私はどこまでいっても彼らには遠く及ばない。彼女の身体を見ても決して剣技に向いた体格ではないだろう。ましてや女性である。それでもこうして鬼殺隊に席をおき、御館様に御目通りが叶う地位にまで上り詰めたのだ。並大抵の覚悟と努力ではないはずだ。
命を懸けて剣を振るい彼女のように戦場に立てれば鬱々としたこの思いからも解放されただろう。だがそれは、奥の守護者たる松方の者がすべきことではない。私の戦いは産屋敷家の、鬼殺隊の悲願達成の支援である。それは刃を持って炎のごとく一瞬の命を燃やすことではないけれど、日々粛々と火を灯し続けていくことが使命だと思っている。最後の日が来ることを願って。
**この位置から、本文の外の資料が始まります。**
Issue #1304, opened 2017-09-10
[2.0 RC1] address bar regression


phunkular:
on 2.0, when I visit page via search and tap the address bar, I only get the search terms appear - I can no longer view the full URL and edit it. If I visit a page via URL first instead then I can tap, highlight and then modify the full URL.

Eg. Visit the Firefox focus github by firstly searching for it and then by visiting GitHub directly. When you search for GitHub you will not be able to modify the URL to see the /releases page. However if you go to GitHub.com , search Firefox focus, you will then have full URL available and can browse /releases from there,

Thanks

pocmo:
Back-ported to Cobalt milestone for 2.0-RC2 build.

PR #1305, opened 2017-09-10
Address bar regression (#1304)

ekager:
Takes care of case where user clicks link before URL bar and we need to setSearch for current session to false.

### DIFF
--- a/app/src/main/java/org/mozilla/focus/session/SessionCallbackProxy.java
+++ b/app/src/main/java/org/mozilla/focus/session/SessionCallbackProxy.java
@@ -56,6 +56,10 @@ public class SessionCallbackProxy implements IWebView.Callback {
     @Override
     public void onURLChanged(String url) {
         session.setUrl(url);
+        if (session.isSearch()) {
+            session.setSearch(false);
+            session.setSearchUrl(url);
+        }
     }
 
 


app/src/main/java/org/mozilla/focus/session/SessionCallbackProxy.java
```diff
@@ -56,6 +56,10 @@ public void onProgress(int progress) {
     @Override
     public void onURLChanged(String url) {
         session.setUrl(url);
+        if (session.isSearch()) {
+            session.setSearch(false);
+            session.setSearchUrl(url);
+        }
```
pocmo: Wouldn't this break in cases where the search page redirects to a different URL (e.g. Wikipedia)?

pocmo: nit: I think I saw this snippet a couple of times in our code base now. Maybe it's time for a session.clearSearchIfNeeded() method or something like that. :)

ekager: Ugh, yes it would probably break for redirects. Any ideas? Should we scrap the URL matching altogether?

pocmo: Oh, do we still do URL matching? I somehow missed that :D

ekager: Not regex matching, just literally comparing two URLs. That was the solution I implemented so that we could keep track and compare the search URL with current URL to see if it was a search (after clicking away from the URL bar). But I guess I forgot to account for if the user clicks away without clicking the URL bar...  >.<
https://github.com/mozilla-mobile/focus-android/blob/master/app/src/main/java/org/mozilla/focus/fragment/UrlInputFragment.java#L187

pocmo: Ah, the WebView might be able to tell us whether a new URL came from a user interaction. I guess we could just keep the search terms (and display them) until there's a new request triggered by a user interaction (like a click on a link) - and completely ignore the URL? I'll write a patch and you can review it if you have time for it. :)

「ゆき様、これからも私の良き相談相手でいてくださいね」
「しのぶ様…私でよければいつでも。今日、ここでお会いできたことの幸いを感謝します」

戸惑いがちに差し出されたしのぶ様の手を両手で握り返す。
同士の握手を交わしてもらえるとは思いもよらなかった。認めてもらえたようで喜びに口元が緩む。
しのぶ様の手は私よりもさらに小さい。こうして二人で手を取り合っていると女学生のたわいもない約束のように見えるだろう。できるならそういう関係で彼女と出会ってみたかった。学業やお茶会や洋服のことを相談できる純粋な同級生として、学び舎でともに過ごせるようなそんな甘い関係でもし出会っていれば。叶わないことを夢見る目は二人とも同じような気がした。
けれど数えきれない手紙の中で交わした言葉がこの二人の本質であり、そのことが誇らしくもあり、また涙が出そうなほどにただただ悲しかった。